-- Supplied information follows --

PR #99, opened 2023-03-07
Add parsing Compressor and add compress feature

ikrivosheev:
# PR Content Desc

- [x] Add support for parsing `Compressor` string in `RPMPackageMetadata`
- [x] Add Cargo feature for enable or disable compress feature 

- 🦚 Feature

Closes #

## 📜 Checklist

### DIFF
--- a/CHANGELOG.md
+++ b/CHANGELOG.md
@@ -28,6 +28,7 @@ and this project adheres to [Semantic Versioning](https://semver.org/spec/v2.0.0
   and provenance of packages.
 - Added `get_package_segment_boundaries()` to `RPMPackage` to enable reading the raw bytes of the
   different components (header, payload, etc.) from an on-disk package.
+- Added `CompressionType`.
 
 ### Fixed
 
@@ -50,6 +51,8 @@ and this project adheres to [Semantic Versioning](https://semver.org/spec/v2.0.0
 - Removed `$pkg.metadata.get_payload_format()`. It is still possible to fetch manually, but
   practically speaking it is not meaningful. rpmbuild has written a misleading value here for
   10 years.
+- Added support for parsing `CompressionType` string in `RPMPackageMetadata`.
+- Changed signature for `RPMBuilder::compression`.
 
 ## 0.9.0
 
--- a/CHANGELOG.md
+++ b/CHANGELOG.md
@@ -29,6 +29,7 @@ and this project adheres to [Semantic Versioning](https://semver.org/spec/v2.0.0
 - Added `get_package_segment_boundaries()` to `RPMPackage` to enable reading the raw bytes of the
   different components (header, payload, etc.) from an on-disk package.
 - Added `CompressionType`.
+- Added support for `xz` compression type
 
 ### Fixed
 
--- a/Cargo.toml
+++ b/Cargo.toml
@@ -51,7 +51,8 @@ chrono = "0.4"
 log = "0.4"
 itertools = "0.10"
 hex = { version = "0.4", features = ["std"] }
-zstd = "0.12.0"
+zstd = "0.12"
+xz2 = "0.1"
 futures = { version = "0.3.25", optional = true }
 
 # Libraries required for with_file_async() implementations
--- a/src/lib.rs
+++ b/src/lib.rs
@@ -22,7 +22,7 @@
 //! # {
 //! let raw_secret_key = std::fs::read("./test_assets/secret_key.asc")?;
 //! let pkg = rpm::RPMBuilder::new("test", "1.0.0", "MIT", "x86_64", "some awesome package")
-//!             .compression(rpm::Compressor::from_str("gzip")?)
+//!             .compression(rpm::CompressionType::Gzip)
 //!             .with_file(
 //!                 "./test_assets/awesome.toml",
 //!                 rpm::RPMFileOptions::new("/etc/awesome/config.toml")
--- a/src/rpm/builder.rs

-- Supplied information concluded --
-- Supplied information follows --

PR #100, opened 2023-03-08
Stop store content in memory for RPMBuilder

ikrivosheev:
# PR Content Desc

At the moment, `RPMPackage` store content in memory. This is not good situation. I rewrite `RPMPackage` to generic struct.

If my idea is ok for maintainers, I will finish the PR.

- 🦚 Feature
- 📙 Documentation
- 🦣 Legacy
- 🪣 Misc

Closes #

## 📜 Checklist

-- Supplied information concluded --

- Task to carry out:
Review the entries above and return every line where "store" appears.

- Task result:
Stop store content in memory for RPMBuilder
At the moment, `RPMPackage` store content in memory. This is not good situation. I rewrite `RPMPackage` to generic struct.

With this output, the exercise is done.